For the entries below, report every line that includes the word "representation".
Exercise inputs section start
PR #2822, opened 2024-03-18
Dedupe configured dep module refs and keys in migrator

doriable:
For `buf config migrate`, users can have duplicated dependencies
declared across multiple modules. We need to dedupe the module refs
and module keys for these dependencies before we resolve them through
`ModuleKeyProvider` and `CommitProvider`.


private/buf/bufmigrate/migrator.go
```diff
@@ -486,6 +491,10 @@ func (m *migrator) getCommitIDToCommit(
 	ctx context.Context,
 	moduleKeys []bufmodule.ModuleKey,
 ) (map[uuid.UUID]bufmodule.Commit, error) {
+	// We need to dedupe all the module keys of the configured dependencies, since in `v1`
+	// workspaces, each module will have their own configured dependencies, which may be
+	// duplicated across modules.
+	moduleKeys = dedupeStringerSlice(moduleKeys)
```
bufdev, line 497: We're deduping based on previously-seen string value for `ModuleKeys`? We have extensive logic in the `ModuleSetBuilder` relating to what `ModuleKeys` take priority based on timestamp, why is this sufficient here?

private/buf/bufmigrate/migrator.go
```diff
@@ -766,3 +775,17 @@ func filterFileSamePhpGenericServicesMap(m map[string][]string) map[string][]str
 	}
 	return c
 }
+
+// This is a helper function used to deduplicate ModuleKey and ModuleRef, both of
```
bufdev, line 779: If we wanted to do this, this could be accomplished with `slicesext.ToUniqueSorted(slicesext.Map(moduleKeys, bufmodule.ModuleKey.String))`. However, I have doubts that this is what we want.

private/buf/bufmigrate/migrator.go
```diff
@@ -456,6 +457,10 @@ func (m *migrator) getModuleToRefToCommit(
 	ctx context.Context,
 	moduleRefs []bufmodule.ModuleRef,
 ) (map[string]map[string]bufmodule.Commit, error) {
+	// We need to dedupe all the module refs of the configured dependencies, since in `v1`
+	// workspaces, each module will have their own configured dependencies, which may be
+	// duplicated across modules.
+	moduleRefs = dedupeStringerSlice(moduleRefs)
```
bufdev, line 463: What if I have `buf.build/foo/bar:label1` and `buf.build/foo/bar:label2`, what do you want the behavior to be?

doriable: We have logic that follows up this that takes the latest version if there are multiple pins: https://github.com/bufbuild/buf/blob/f4d2a422f9d64cc4820200457fa07fb1d48ce275/private/buf/bufmigrate/migrator.go#L559

The dedupe logic is purely so that we are not resolving the same module key and and module ref multiple times, since this causes issues with our providers.

private/buf/bufmigrate/migrator.go
doriable: See comment below - but basically to build the configured deps list in our `buf.yaml` configuration, we then have additional logic to handle which to choose (re: the `label1` vs `label2` example). This is only to ensure that we do not call the exact same configured reference multiple times using our providers.

private/buf/bufmigrate/migrator.go
doriable: This would give us the slice of strings, we still need `ModuleRef`/`ModuleKey`.

bufdev: Got it - I just added `slicesext.Deduplicate` and `slicesext.DeduplicateAny`, you can do `slicesext.DeduplicateAny(moduleKeys, bufmodule.ModuleKey.String)` now

private/buf/bufmigrate/migrator.go
bufdev: Let's chat about this live - I'm inclined to just merge since it's just migrate, but (1) providers shouldn't be wonky if we provide duplicates (2) want to make sure this logic is clear to others, optimally

doriable: Chatted live, just commenting for posterity: added context around why `bufmodule.ModuleKeyProvider` and `bufmodule.CommitProvider` expects implementations to error for duplicate keys (avoiding unnecessary expensive operations like API calls to resolve these entities).

bufdev (approved):

PR #2827, opened 2024-03-20
Write out string instead of enum value for buf.gen.yaml

doriable:
When writing out `buf.gen.yaml`, we should be writing out the string
representation of enum file/field options instead of the enum value.
When reading `buf.gen.yaml`, we expect to read the string representation,
(references below) so this is a bug when we write out `buf.gen.yaml`.

https://github.com/bufbuild/buf/blob/046fa218e4e1c78d1f561e99bbd7847c7df5d21a/private/bufpkg/bufconfig/generate_managed_option.go#L204-L214

https://github.com/bufbuild/buf/blob/046fa218e4e1c78d1f561e99bbd7847c7df5d21a/private/bufpkg/bufconfig/generate_managed_option.go#L216-L226


private/bufpkg/bufconfig/generate_managed_config.go
```diff
@@ -804,6 +804,13 @@ func newExternalManagedConfigV2FromGenerateManagedConfig(
 		if override.FieldOption() != FieldOptionUnspecified {
 			fieldOptionName = override.FieldOption().String()
 		}
+		if fileOptionName != "" && fieldOptionName != "" {
```
bufdev, line 807: I would move this into the function

bufdev (approved):

PR #2828, opened 2024-03-20
Clean up protoc-gen plugin error message

doriable:
With `v2` `buf.gen.yaml` the plugin name is already parsed with
`protoc-gen-<plugin name>` when this error is returned, so we no
longer need to prefix the plugin name with `protoc-gen` in the
error message.


bufdev (approved):

bufdev:
Overriding github action failure, not actually part of the build.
Exercise inputs section end
### Expected answer
representation of enum file/field options instead of the enum value.
When reading `buf.gen.yaml`, we expect to read the string representation,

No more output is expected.